Thursday, June 19, 2014

Turning Points

Sometimes when you look back over your life and the decisions you've made, you can see turning points. Before that time, you were heading in one direction and then you clearly made changes to go in a new direction. Unexpected things can happen along the way, once you make that change.

When I look back, I see two clear turning points that coincided to compel us to make changes to our lives. Before them, Siegfried worked and I stayed home and took care of the children. We lived frugally but never could get ahead at all. We believed in being open to children and had six of them. We homeschooled. We lived in the country. These parameters defined the limits of our lives.

Rumbles of a change started in 2005 with the birth of the twins. Suddenly I couldn't take care of the children all by myself and my husband needed to get more involved. In 2006 I started my first Books and Brownies blog and began reclaiming myself and my interests. We weathered two bouts of unemployment. I read the book Hirkani's Daughters: Women Who Scale Modern Mountains To Combine Working and Breastfeeding by Jennifer Hicks (even though I wasn't working and wasn't planning to) and realized that, contrary to what I had thought, it was possible to be the kind of mom I wanted to be and still have a career.

All of that led up to the third bout of unemployment in early 2007, when Siegfried and I thought (we're slow on the uptake sometimes), "Maybe this whole one income thing isn't really working out. Maybe having two jobs might be a good thing." And I decided to put together a resume and start looking. I subbed a little and got two part-time jobs pretty easily, and I began to dream. So that was one turning point.

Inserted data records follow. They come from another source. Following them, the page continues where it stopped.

PR #6646, opened 2026-07-29
feat: add EveryAPI partner surfaces

houko:
## Summary
- add official EveryAPI partner links to the website, README, dashboard, and documentation navigation
- add English and Chinese partner documentation for managed credential discovery, live models and pricing, and MCP account tools
- correct the provider guide to use `everyapi auth login` and the current credential-process flow
- point EveryAPI CLI references at the public `everyapi-ai/everyapi-ai` repository
- eliminate Dashboard lint and production chunk warnings found while verifying the partner UI
- fix unstable React hook dependencies, deterministic test storage, and pnpm workspace configuration at their sources

## Verification
- website lint, 39 tests, and production build passed
- dashboard ESLint passed with zero warnings
- dashboard TypeScript typecheck passed
- dashboard full suite passed: 91 files, 936 tests
- dashboard production build passed with no chunk-size warning
- dashboard diff whitespace check passed
- docs production build generated 144 static pages, including both partner routes
- all public CTA destinations returned HTTP 200

`cargo check --workspace --lib` was attempted, but its container exited without diagnostics. It is not reported as passing. No Rust source changed.

## Out of scope
- deployment of the new documentation route
- EveryAPI private-repository changes, covered by its separate PR
- dependency-security upgrades that require coordinated parent-package and Node-runtime changes

The Dashboard warning cleanup is intentionally included at the maintainer request made during this PR. It does not add lint suppressions or raise warning thresholds.

Issue #4732, opened 2026-05-07
fix(kernel): SSRF validation gaps in cron delivery webhook URLs


leszek3737:
## Problem
`is_blocked_webhook_host` in `crates/librefang-types/src/scheduler.rs` blocks only a subset of local/loopback targets. Missing:

- `0.0.0.0` (unspecified)
- Private ranges: `10.0.0.0/8`, `172.16.0.0/12`, `192.168.0.0/16`
- Hex IP: `0x7f000001`
- Decimal IP: `2130706433`
- IPv4-mapped IPv6: `::ffff:127.0.0.1`, `::ffff:7f000001`
- Octal IP: `0177.0.0.1`

Additionally:
- `CronDelivery::Webhook` `validate_delivery` only checks scheme + length (`scheduler.rs:668-678`)
- `update_job` / `set_delivery_targets` skip `validate_delivery_targets` entirely (`cron.rs:296-305`, `cron.rs:318-326`)
- `webhook_http_ok` test accepts `http://localhost:8080/hook` (`scheduler.rs:1262-1268`)

## Impact
Any cron job with `CronDeliveryTarget::Webhook` can target loopback, private, or cloud metadata endpoints.

## Suggested fix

I don't remember exactly when the other turning point occurred. I'm pretty sure that I was talking to my friend who also has seven children around that same time, and I said simply, "I didn't have all these children just so they could live in poverty in the middle of nowhere." And as I look back now, that statement has guided our decisions. It definitely was a turning point, as I began to ask myself how we had ended up in that situation, and how we could get out of it.

And now we have. After seven years of hard work, we're on the verge of moving out of the countryside and into a town with plenty of opportunities. We gave up homeschooling as a lifestyle and realized that school can be great too. We both work and we both take care of the children, and it's improved our marriage. I am more understanding of him; he is more understanding of me. We have a little more money, and hopefully that will improve more once I get my PhD.

The unexpected thing, to me, was that I enjoy working. I am much happier having a career in addition to being a wife and mother. To my surprise, the children have greater opportunities with me working than if I had continued to stay home and devote myself to their education!

Congratulations to us! I don't know where we would be if we hadn't turned when the road called for it. I don't want to know, actually. I'll just continue on my merry way.




1 comment:

  1. It's amazing how our entire paradigms can shift and open up experiences and opportunities we didn't know existed.